Saved entries
PR #160, opened 2026-04-30
Add Topic Key + Revision Count properties + findByTopicKey helper

Iron-Ham:
Phase 1, issue 0.9.0/01 of the engram-borrow workstream. Schema foundation
for the topic-key upsert behavior (#06), the revision-count rendering
(#10), and the re-key repair path (#14).

## Summary

- **Two Memories DB columns**: `Topic Key` (rich_text) for upsert grouping
  and `Revision Count` (number) for tracking how many times a key has
  been touched. Insertion point is between `Confidence Score` and
  `Review By` so scalar columns stay clustered.
- **`MemoryService.findByTopicKey`**: shared lookup helper — paginates
  Notion, enforces project-set **equality** (not Notion's `contains`),
  excludes archived rows, orders by `Revision Count` desc with
  `Last Referenced At` tiebreak. **Two short-circuit guards** defend
  against accidental whole-vault matches: empty `topicKey` and empty
  `projectIds` both return null without issuing any Notion query.
  Cross-kind matching is intentional so #14's collision detection
  surfaces task / decision rows that share a key.
- **Drift detection**: `migrateVaultSchema` automatically surfaces both
  new columns on legacy vaults. Verified against the production Mail
  vault: `lore migrate --dry-run` reports exactly the two new columns
  as missing.

## Spec / code naming note

The spec references a function `extractMemoryProperties` that does not
exist in this codebase — extraction lives inline in `pageToMemory`
(`src/core/memory.ts`). The two new field reads land there alongside
the existing extractor calls. Implementation matches the spec's
intent; only the file path differs.

## Why no agent-observable change

Phase 1 lands the schema and the leaf helper without forcing #06 to
ship in lockstep. Every save still passes `topicKey: undefined` and
`revisionCount: undefined`, so columns stay null on new rows —
byte-identical to pre-0.9.0 behavior. The columns become observable
once #06 / #10 / #14 wire them.

### Round 1 (commit `be42923`)

- **B1 (blocker)**: empty-`topicKey` guard added (`src/core/memory.ts`,
  matching the empty-`projectIds` posture). Pinned by a fixture that
  asserts no Notion query fires when `topicKey === ""`.
- **S1**: doc comment now explicitly documents cross-kind matching
  as intentional, calling out #14's collision-detection use case so
  callers know to layer kind filters at their boundary if needed.
- **S2**: spec/code naming mismatch (`extractMemoryProperties`)
  surfaced in this PR description (above) so future readers don't
  hunt for the spec'd function name.
- **S3**: pagination cursor initialization now carries an inline
  comment explaining the first-iteration / subsequent-iteration
  semantics and the `?? undefined` null-normalization.
- **N2**: empty-`Last Referenced At` tiebreaker pinned by a new
  fixture (two legacy rows with null timestamps tie on Revision
  Count → stable sort returns first input). Defends against a
  future refactor switching to a non-stable comparator.

### Round 2 (commit `9350423`)

- **N1 (forward-looking, coordination collision with PR #161)**:
  the `Revision Count → Review By` insertion-point pin softened
  from rigid adjacency (`reviewByIdx === revisionCountIdx + 1`)
  to a precedes-only check (`revisionCountIdx < reviewByIdx`).
  PR #161 inserts `Compare Notes` between `Revision Count` and
  `Review By`, so the rigid pin would have failed on rebase
  regardless of merge order. The two adjacency pins above
  (Topic Key after Confidence Score; Revision Count after
  Topic Key) stay rigid — those columns are paired by this
  issue and never separated by future inserts; the
  Revision Count → Review By relationship is a cluster
  boundary that explicitly contemplates intermediate
  scalars. Comment block added explaining the asymmetry.
  Smoke-tested by simulating PR #161's post-merge ordering:
  rigid adjacency would FAIL, soft precedes PASSES.

## Test plan

- [x] `npm run lint` clean
- [x] `npm run test` — 1961 tests pass (was 1959; +2 new for B1 guard
      and N2 tiebreaker fixture)
- [x] Verified end-to-end against the production Mail vault with read-only
      operations (`lore status`, `lore migrate --dry-run`); both surfaced
      exactly the two new columns as drift, no writes performed
- [x] Smoke-tested both short-circuit guards against the built artifact:
      empty-`topicKey` and empty-`projectIds` both return null without
      any `dataSources.query` call; a normal call dispatches the query
      as expected
- [x] Smoke-tested the soft insertion-point pin against simulated
      PR #161 post-merge ordering: rigid adjacency would have failed
      (`reviewByIdx === revisionCountIdx + 1` evaluates `false` once
      `Compare Notes` slots in); soft precedes correctly passes
- [x] Insertion-point tests pin `Topic Key` immediately after
      `Confidence Score` and `Revision Count` immediately after
      `Topic Key` so a parallel late-merger landing #02 (Compared With)
      does a one-line rebase
- [x] `findByTopicKey` tests cover: empty-`topicKey` guard,
      empty-`projectIds` guard, project-set equality (memory in
      `[P1, P2]` excluded by query for `[P1]`), symmetry,
      project-order independence, archived exclusion, ordering by
      Revision Count desc with Last Referenced At tiebreak, the
      null-tiebreaker degenerate case, `dataSourceId` sourcing, and
      pagination across multiple Notion pages

## Version bump

Delegated to #13 per the 0.9.0 release-coordinator policy.


Iron-Ham (commented):
**One-line verdict:** Approve with one blocker — the `findByTopicKey` empty-`topicKey` case is a foot-gun that will silently match arbitrary legacy rows in production once #06 ships; otherwise this is a tight, well-tested foundation that correctly enables #06 / #14 to ship in parallel.

The implementation matches the spec line-by-line. Schema additions land at the right insertion point, drift detection picks them up automatically via `migrateVaultSchema`'s diff loop (no edits to `setup.ts` needed), `buildMemoryProps` uses the correct undefined-omits / explicit-empty-writes semantics, and the `findByTopicKey` helper paginates correctly, sources `data_source_id` from `this.db.dataSourceId` (not `this.databaseId`), and the JS post-filter for project-set equality is correct in both the "memory has more" and "memory has fewer" directions.

---

### 🔴 Blockers

**B1. `findByTopicKey` has no empty-`topicKey` guard — `topicKey: ""` will match every legacy row.**
`src/core/memory.ts:622-668`

The helper guards `projectIds.length === 0` but not `topicKey === \"\"`. Per the spec's own language:

> Empty string and missing both mean \"no upsert grouping\" (the 0.8.x save behavior).

Concrete failure path once #06 lands:
1. Caller in the upsert path forgets to guard `topicKey === \"\"` (easy: the parameter type is `string`, not `string | undefined`, so the type system won't catch it).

• Instructions for the task
Starting with the first line above and ending with the line that holds "columns stay clustered.", restate each line word for word and add nothing else.

• Your solution
PR #160, opened 2026-04-30
Add Topic Key + Revision Count properties + findByTopicKey helper

Iron-Ham:
Phase 1, issue 0.9.0/01 of the engram-borrow workstream. Schema foundation
for the topic-key upsert behavior (#06), the revision-count rendering
(#10), and the re-key repair path (#14).

## Summary

- **Two Memories DB columns**: `Topic Key` (rich_text) for upsert grouping
  and `Revision Count` (number) for tracking how many times a key has
  been touched. Insertion point is between `Confidence Score` and
  `Review By` so scalar columns stay clustered.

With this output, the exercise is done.